• **Activity**
Return, from the data that follows, each line that holds the word "functionality".

*** The input Section Begins ***

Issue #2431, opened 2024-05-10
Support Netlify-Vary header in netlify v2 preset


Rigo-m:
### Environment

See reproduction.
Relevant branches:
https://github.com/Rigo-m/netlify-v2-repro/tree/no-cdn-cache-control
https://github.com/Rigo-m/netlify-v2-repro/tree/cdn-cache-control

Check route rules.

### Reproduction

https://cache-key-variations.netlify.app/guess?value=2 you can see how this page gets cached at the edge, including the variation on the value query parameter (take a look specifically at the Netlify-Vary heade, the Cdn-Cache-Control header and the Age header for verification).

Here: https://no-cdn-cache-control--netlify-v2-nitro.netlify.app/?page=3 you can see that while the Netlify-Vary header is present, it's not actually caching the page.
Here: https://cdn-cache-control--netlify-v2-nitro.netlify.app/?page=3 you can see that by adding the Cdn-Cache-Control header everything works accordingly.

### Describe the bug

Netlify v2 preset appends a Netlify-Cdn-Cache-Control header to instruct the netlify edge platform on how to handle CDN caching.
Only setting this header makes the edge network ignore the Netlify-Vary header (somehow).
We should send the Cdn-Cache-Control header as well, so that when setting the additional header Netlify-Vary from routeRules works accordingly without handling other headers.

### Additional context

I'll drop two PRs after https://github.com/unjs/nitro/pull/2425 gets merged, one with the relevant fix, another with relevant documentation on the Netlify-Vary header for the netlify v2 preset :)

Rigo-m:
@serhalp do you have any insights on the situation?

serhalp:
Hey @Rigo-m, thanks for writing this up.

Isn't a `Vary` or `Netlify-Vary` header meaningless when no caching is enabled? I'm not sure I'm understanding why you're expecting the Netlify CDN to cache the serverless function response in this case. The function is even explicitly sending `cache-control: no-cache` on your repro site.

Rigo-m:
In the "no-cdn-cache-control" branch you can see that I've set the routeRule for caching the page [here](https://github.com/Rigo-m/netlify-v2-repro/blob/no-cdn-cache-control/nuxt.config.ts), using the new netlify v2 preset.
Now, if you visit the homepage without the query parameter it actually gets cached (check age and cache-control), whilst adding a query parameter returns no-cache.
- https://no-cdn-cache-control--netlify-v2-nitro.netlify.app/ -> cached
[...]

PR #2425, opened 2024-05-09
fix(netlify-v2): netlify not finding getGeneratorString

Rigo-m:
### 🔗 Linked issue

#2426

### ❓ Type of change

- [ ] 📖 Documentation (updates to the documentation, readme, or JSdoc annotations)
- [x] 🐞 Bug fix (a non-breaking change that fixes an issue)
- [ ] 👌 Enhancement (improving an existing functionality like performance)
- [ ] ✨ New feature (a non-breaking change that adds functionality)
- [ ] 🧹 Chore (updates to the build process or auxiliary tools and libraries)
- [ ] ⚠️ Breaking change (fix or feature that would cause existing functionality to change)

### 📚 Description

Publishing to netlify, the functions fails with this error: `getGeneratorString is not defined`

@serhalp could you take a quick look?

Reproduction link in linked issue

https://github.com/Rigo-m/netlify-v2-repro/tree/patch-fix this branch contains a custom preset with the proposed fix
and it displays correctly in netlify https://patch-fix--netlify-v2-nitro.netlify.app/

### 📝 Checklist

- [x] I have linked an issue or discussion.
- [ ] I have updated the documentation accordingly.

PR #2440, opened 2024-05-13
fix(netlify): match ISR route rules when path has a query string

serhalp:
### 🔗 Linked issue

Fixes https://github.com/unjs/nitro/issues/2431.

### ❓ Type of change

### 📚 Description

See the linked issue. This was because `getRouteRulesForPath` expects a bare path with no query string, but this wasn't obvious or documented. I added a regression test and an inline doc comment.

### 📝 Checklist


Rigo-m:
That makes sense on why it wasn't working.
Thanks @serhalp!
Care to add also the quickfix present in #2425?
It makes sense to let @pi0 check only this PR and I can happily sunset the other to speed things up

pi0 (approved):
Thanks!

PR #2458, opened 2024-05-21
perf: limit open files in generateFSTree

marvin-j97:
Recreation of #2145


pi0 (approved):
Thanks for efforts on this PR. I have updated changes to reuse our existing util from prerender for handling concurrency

*** The input Section Ends ***
*** The input Section Begins ***

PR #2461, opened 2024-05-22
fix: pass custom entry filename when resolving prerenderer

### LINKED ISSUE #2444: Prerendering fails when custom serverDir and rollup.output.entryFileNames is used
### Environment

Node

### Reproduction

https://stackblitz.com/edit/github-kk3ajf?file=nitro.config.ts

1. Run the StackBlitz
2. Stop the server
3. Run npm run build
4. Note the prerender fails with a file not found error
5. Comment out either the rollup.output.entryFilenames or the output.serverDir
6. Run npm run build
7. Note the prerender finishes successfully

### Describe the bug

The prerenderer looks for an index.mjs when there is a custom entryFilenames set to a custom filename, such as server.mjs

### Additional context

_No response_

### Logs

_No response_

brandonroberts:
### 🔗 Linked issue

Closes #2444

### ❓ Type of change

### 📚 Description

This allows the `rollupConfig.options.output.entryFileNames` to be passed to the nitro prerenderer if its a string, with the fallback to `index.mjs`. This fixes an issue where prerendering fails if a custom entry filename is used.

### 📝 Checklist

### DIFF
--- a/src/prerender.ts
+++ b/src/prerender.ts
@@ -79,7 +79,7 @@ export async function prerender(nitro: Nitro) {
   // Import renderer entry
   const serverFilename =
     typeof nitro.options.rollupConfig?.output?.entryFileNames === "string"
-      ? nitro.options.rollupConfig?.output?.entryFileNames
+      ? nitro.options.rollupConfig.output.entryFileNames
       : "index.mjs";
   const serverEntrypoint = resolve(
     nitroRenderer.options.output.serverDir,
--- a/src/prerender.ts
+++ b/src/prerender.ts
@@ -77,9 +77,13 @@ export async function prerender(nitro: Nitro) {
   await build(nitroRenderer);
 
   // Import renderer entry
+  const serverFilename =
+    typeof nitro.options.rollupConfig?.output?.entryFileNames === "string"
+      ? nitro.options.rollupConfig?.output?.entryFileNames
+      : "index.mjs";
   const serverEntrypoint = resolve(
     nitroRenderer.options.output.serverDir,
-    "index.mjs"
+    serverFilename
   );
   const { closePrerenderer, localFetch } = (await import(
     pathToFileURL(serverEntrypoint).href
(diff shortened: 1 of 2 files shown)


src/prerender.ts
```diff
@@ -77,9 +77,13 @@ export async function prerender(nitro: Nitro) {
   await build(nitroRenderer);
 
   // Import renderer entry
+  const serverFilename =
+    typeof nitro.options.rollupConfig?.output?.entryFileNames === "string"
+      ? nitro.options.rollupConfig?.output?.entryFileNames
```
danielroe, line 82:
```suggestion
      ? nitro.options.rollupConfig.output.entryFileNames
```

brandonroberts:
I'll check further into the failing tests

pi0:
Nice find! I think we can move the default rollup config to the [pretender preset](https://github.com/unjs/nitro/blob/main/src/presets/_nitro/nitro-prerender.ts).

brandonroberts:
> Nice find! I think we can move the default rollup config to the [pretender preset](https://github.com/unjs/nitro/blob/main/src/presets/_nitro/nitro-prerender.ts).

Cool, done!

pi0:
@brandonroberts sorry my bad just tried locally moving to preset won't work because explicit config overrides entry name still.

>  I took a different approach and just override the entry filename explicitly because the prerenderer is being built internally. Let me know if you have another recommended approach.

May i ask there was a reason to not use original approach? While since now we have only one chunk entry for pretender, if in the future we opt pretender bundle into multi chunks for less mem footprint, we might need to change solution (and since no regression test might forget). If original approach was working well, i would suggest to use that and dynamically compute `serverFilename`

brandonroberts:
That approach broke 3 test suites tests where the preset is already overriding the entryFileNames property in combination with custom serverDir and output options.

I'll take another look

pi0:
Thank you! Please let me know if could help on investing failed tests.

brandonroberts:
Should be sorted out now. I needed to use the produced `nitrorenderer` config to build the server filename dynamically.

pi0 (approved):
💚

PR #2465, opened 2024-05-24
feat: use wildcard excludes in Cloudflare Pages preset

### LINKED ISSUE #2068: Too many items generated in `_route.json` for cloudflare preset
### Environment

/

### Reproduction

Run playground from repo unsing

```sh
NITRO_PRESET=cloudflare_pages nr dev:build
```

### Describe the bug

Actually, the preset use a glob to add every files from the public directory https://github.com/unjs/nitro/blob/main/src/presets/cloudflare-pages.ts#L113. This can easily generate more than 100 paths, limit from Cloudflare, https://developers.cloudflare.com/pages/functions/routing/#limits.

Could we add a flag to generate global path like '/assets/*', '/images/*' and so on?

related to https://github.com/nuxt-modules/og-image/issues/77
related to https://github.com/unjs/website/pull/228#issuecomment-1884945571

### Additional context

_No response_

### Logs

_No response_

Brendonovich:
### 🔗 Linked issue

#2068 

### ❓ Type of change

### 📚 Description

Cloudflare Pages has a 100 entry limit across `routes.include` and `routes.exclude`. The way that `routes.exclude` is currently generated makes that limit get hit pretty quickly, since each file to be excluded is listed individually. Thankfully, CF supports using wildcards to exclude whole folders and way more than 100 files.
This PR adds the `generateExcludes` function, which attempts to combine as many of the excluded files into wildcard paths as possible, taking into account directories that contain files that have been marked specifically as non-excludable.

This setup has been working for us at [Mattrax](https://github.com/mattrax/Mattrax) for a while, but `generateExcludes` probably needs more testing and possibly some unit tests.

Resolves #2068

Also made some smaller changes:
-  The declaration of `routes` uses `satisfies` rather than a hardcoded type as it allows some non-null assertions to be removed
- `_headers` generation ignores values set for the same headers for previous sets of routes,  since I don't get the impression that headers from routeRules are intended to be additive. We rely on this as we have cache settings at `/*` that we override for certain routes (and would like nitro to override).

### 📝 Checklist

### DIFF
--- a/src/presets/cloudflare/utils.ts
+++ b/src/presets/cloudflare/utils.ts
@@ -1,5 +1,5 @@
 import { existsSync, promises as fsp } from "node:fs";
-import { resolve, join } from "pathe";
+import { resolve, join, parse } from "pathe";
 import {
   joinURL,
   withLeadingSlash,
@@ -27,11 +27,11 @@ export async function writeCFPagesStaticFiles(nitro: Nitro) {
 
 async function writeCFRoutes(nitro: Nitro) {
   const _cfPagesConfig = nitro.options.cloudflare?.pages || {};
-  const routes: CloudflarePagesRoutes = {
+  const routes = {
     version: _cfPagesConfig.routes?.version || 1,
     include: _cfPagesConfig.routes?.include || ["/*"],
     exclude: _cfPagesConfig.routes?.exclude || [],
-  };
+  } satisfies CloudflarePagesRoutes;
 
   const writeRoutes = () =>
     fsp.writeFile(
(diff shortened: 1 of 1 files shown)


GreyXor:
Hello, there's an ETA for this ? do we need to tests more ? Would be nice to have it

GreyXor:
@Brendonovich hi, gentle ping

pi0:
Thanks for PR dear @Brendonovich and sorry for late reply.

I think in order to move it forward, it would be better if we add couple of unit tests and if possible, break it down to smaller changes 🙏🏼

*** The input Section Ends ***
*** The input Section Begins ***

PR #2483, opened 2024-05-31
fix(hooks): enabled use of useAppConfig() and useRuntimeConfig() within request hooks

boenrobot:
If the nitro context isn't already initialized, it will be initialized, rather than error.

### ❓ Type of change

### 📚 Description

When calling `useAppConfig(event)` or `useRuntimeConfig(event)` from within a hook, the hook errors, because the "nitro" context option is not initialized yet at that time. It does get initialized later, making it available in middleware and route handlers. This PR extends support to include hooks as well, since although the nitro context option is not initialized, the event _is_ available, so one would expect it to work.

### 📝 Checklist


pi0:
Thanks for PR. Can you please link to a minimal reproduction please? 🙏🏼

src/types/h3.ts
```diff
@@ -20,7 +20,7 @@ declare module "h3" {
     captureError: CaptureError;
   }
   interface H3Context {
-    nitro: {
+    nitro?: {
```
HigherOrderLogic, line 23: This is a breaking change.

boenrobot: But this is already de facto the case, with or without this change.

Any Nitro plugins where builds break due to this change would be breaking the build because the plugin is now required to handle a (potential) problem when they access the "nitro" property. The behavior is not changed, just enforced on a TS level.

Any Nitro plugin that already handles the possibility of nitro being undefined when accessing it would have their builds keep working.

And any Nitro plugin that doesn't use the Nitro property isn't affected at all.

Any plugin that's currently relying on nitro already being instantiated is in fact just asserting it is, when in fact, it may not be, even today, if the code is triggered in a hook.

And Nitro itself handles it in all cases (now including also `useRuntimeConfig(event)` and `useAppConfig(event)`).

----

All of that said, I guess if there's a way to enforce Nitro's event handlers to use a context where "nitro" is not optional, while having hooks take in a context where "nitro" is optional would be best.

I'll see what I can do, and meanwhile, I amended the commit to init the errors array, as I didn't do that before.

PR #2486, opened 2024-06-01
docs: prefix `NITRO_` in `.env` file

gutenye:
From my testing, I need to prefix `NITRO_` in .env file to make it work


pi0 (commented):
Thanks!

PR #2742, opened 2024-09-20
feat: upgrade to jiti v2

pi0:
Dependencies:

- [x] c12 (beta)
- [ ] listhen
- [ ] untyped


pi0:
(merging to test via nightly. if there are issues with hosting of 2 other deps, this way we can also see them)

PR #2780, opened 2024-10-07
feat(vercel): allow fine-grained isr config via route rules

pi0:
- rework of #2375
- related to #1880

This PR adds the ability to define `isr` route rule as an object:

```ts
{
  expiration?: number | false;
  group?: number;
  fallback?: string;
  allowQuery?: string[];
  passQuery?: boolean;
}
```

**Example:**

*** The input Section Ends ***

• **Your response**
- [ ] 👌 Enhancement (improving an existing functionality like performance)
- [ ] ✨ New feature (a non-breaking change that adds functionality)
- [ ] ⚠️ Breaking change (fix or feature that would cause existing functionality to change)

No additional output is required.